Peter I can well imagine. So going back to the beginning here, most people, if they go parachuting…go skydiving, they do some straight-line parachute jumps first of all, but you go straight into the deep end.
Louise I would say thrown in at the deep end. It was my first jump – from the highest you can jump, which is 15,000 feet with one minute of freefall. But I managed to rope in a whole lot of other friends to also try it for the first time. There were six of us.
Felice If you’re on your own, could you go and do it and join other people, or do you have to bring your own group along?
Louise Absolutely. If you’re on your own, you can sign up and do it. They take a plane up and within that plane there’s approximately about ten people with a guide – with an instructor, not a guide. Some people choose to get a photographer, which means an extra person jumping alongside. But you can go on your own or you can go as a group. And if you’re going as a group, we booked the first flight in the morning – 8.30am – so we didn’t get split up for weather reasons or whatever.
Peter When I did it…I haven’t done skydiving, goodness me no, but when I first jumped out of a plane it was on a fixed line and it was a bit like something out of World War II this old plane circling somewhere over Oxfordshire. There was a red light and a green light by the door. I’m pretty colour-blind, so that didn’t really help me an awful lot but I guessed it was the lower of the two lights. The sergeant in charge of the whole thing threw open the door and then came the moment and the people in front of me jumped. If you hesitated, he kicked you in the bum and out you went. I hesitated, he kicked me in the bum and out I went. Then I felt this enormous, terrifying sort of rush of air and wondered what would happen next. What was your experience?
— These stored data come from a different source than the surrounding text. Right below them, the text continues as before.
PR #265, opened 2025-08-13
vminitd: Add init and execs to cgroup

dcantah:
We currently weren't doing any cgroup setup whatsoever. For the most part this doesn't matter too much, however certain images that may fool around with cgroups don't like this :). Lets do the bare minimum these expect which is to at least have the process running in a nested cg and not apart of the root cg.

### DIFF
--- a/vminitd/Sources/vminitd/CgroupManager.swift
+++ b/vminitd/Sources/vminitd/CgroupManager.swift
@@ -1,0 +1,148 @@
+//===----------------------------------------------------------------------===//
+// Copyright © 2025 Apple Inc. and the Containerization project authors. All rights reserved.
+//
+// Licensed under the Apache License, Version 2.0 (the "License");
+// you may not use this file except in compliance with the License.
+// You may obtain a copy of the License at
+//
+//   https://www.apache.org/licenses/LICENSE-2.0
+//
+// Unless required by applicable law or agreed to in writing, software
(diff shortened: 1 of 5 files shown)


vminitd/Sources/vminitd/CgroupManager.swift
```diff
@@ -0,0 +1,148 @@
...
+    case memory
+    case cpuset
+    case cpu
+    case io
+    case hugetlb
+}
+
+// Extremely simple cgroup manager. Our needs are simple for now, and this is
+// reflected in the type.
+internal struct CgroupManager {
```
jglogan, line 33: nit: Cgroupv2Manager?

vminitd/Sources/vminitd/CgroupManager.swift
```diff
@@ -0,0 +1,148 @@
...
+        )
+    }
+
+    private static func writeValue(path: URL, value: String, fileName: String) throws {
+        let file = path.appending(path: fileName)
+        let fd = open(file.path, O_WRONLY, 0)
+        if fd == -1 {
+            throw Error.errno(errno: errno, message: "failed to open \(file.path)")
+        }
+        defer { Musl.close(fd) }
```
jglogan, line 74: n00b question: why `open()` but `Musl.close()`?

PR #270, opened 2025-08-19
Cgroup2Manager: Various adjustments

dcantah:
Systemd loves to move the root cgroups processes to one it created named /init.scope and then write the root cgs subtree_control file. Because of this we can't just add exec processes to the cg we made for the container anymore as we'll get EBUSY. We should follow where the init processes cg is actually at (/proc/pid/cgroup) and add it there.


jglogan (approved):

dcantah:
@afbjorklund Forgot to tag you as this one may be of interest. I believe this gets systemd in order finally. We'll make a tag and trial in container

Louise Not that dissimilar, I’d say. No, they are very slick operation. I’d done my research before and it’s a place called GoSkyDive. They’re billed as the UK’s number one tandem skydiving centre and one of the biggest in Europe. I think on a good day they only take about 170 people, so it really is a slick operation. That was reassuring, but I was absolutely terrified. As I say, I hate heights but I like to challenge myself. Even thinking about it, I was giggling nervously for days beforehand – right up to the point of getting on the plane.
Once you’re strapped in – fortunately, there were several jumpers going from 10,000 feet so they opened the door and out they went, shuffled out on their bums. They’re not pushed out these days, you kind of shuffle out, your instructor takes you out. I was at the front, so I was sitting there watching them and just going: ‘Hahaha,’ giggling very nervously.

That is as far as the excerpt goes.